▶ [EXERCISE OBJECTIVE]:
The records are to be restated in their entirety, word for word.

(Dataset entries)
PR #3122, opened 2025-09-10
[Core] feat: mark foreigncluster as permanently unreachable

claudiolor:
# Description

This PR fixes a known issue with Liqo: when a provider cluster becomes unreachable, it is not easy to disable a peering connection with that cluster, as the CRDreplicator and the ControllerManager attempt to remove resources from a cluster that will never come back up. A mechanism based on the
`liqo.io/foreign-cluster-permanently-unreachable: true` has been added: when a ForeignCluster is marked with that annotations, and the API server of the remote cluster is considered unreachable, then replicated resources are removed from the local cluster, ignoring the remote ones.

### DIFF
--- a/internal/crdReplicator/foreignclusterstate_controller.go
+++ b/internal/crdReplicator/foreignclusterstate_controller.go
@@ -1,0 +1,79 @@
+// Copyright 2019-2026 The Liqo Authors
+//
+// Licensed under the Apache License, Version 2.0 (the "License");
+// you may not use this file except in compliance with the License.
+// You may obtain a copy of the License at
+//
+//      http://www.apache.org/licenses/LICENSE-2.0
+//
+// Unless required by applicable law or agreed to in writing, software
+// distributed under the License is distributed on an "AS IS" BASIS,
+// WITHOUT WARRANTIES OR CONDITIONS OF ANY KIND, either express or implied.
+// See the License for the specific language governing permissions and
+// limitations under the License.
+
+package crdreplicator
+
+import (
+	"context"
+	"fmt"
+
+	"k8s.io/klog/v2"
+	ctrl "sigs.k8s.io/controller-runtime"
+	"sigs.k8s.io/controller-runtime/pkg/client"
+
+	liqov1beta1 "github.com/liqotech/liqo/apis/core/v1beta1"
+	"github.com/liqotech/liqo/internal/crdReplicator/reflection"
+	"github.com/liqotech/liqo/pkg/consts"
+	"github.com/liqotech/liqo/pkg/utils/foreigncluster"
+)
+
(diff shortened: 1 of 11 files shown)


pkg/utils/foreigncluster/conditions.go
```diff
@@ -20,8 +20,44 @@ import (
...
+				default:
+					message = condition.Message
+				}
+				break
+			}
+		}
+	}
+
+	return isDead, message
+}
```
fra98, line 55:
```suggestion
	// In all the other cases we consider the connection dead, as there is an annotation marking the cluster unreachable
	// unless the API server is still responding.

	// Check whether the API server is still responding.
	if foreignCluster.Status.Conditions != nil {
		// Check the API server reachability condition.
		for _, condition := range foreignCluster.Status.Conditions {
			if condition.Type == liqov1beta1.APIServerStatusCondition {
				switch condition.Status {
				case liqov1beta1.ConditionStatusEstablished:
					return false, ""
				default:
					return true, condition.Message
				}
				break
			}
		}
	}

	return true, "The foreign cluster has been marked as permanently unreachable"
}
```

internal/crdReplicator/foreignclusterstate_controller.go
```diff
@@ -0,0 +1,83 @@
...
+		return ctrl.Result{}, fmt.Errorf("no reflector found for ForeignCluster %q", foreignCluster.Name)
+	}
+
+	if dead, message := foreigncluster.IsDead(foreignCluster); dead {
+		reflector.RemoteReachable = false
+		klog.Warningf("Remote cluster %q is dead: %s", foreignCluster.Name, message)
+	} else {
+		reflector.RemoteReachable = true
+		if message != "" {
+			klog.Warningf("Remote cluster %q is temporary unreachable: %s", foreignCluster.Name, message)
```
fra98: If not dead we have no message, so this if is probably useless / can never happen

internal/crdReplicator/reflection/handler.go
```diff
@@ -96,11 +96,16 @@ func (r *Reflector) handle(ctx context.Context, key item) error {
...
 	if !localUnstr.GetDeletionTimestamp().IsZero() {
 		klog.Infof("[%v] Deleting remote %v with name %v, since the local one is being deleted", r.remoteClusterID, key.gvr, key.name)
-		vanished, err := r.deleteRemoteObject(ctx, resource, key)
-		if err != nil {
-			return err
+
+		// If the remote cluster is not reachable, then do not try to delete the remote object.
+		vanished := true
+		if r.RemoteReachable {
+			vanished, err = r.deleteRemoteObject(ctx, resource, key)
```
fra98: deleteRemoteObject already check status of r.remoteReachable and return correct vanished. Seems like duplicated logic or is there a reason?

▶ [ANSWER TO THIS TASK]:
PR #3122, opened 2025-09-10
[Core] feat: mark foreigncluster as permanently unreachable

claudiolor:
# Description

This PR fixes a known issue with Liqo: when a provider cluster becomes unreachable, it is not easy to disable a peering connection with that cluster, as the CRDreplicator and the ControllerManager attempt to remove resources from a cluster that will never come back up. A mechanism based on the
`liqo.io/foreign-cluster-permanently-unreachable: true` has been added: when a ForeignCluster is marked with that annotations, and the API server of the remote cluster is considered unreachable, then replicated resources are removed from the local cluster, ignoring the remote ones.

### DIFF
--- a/internal/crdReplicator/foreignclusterstate_controller.go
+++ b/internal/crdReplicator/foreignclusterstate_controller.go
@@ -1,0 +1,79 @@
+// Copyright 2019-2026 The Liqo Authors
+//
+// Licensed under the Apache License, Version 2.0 (the "License");
+// you may not use this file except in compliance with the License.
+// You may obtain a copy of the License at
+//
+//      http://www.apache.org/licenses/LICENSE-2.0
+//
+// Unless required by applicable law or agreed to in writing, software
+// distributed under the License is distributed on an "AS IS" BASIS,
+// WITHOUT WARRANTIES OR CONDITIONS OF ANY KIND, either express or implied.
+// See the License for the specific language governing permissions and
+// limitations under the License.
+
+package crdreplicator
+
+import (
+	"context"
+	"fmt"
+
+	"k8s.io/klog/v2"
+	ctrl "sigs.k8s.io/controller-runtime"
+	"sigs.k8s.io/controller-runtime/pkg/client"
+
+	liqov1beta1 "github.com/liqotech/liqo/apis/core/v1beta1"
+	"github.com/liqotech/liqo/internal/crdReplicator/reflection"
+	"github.com/liqotech/liqo/pkg/consts"
+	"github.com/liqotech/liqo/pkg/utils/foreigncluster"
+)
+
(diff shortened: 1 of 11 files shown)


pkg/utils/foreigncluster/conditions.go
```diff
@@ -20,8 +20,44 @@ import (
...
+				default:
+					message = condition.Message
+				}
+				break
+			}
+		}
+	}
+
+	return isDead, message
+}
```
fra98, line 55:
```suggestion
	// In all the other cases we consider the connection dead, as there is an annotation marking the cluster unreachable
	// unless the API server is still responding.

	// Check whether the API server is still responding.
	if foreignCluster.Status.Conditions != nil {
		// Check the API server reachability condition.
		for _, condition := range foreignCluster.Status.Conditions {
			if condition.Type == liqov1beta1.APIServerStatusCondition {
				switch condition.Status {
				case liqov1beta1.ConditionStatusEstablished:
					return false, ""
				default:
					return true, condition.Message
				}
				break
			}
		}
	}

	return true, "The foreign cluster has been marked as permanently unreachable"
}
```

internal/crdReplicator/foreignclusterstate_controller.go
```diff
@@ -0,0 +1,83 @@
...
+		return ctrl.Result{}, fmt.Errorf("no reflector found for ForeignCluster %q", foreignCluster.Name)
+	}
+
+	if dead, message := foreigncluster.IsDead(foreignCluster); dead {
+		reflector.RemoteReachable = false
+		klog.Warningf("Remote cluster %q is dead: %s", foreignCluster.Name, message)
+	} else {
+		reflector.RemoteReachable = true
+		if message != "" {
+			klog.Warningf("Remote cluster %q is temporary unreachable: %s", foreignCluster.Name, message)
```
fra98: If not dead we have no message, so this if is probably useless / can never happen

internal/crdReplicator/reflection/handler.go
```diff
@@ -96,11 +96,16 @@ func (r *Reflector) handle(ctx context.Context, key item) error {
...
 	if !localUnstr.GetDeletionTimestamp().IsZero() {
 		klog.Infof("[%v] Deleting remote %v with name %v, since the local one is being deleted", r.remoteClusterID, key.gvr, key.name)
-		vanished, err := r.deleteRemoteObject(ctx, resource, key)
-		if err != nil {
-			return err
+
+		// If the remote cluster is not reachable, then do not try to delete the remote object.
+		vanished := true
+		if r.RemoteReachable {
+			vanished, err = r.deleteRemoteObject(ctx, resource, key)
```
fra98: deleteRemoteObject already check status of r.remoteReachable and return correct vanished. Seems like duplicated logic or is there a reason?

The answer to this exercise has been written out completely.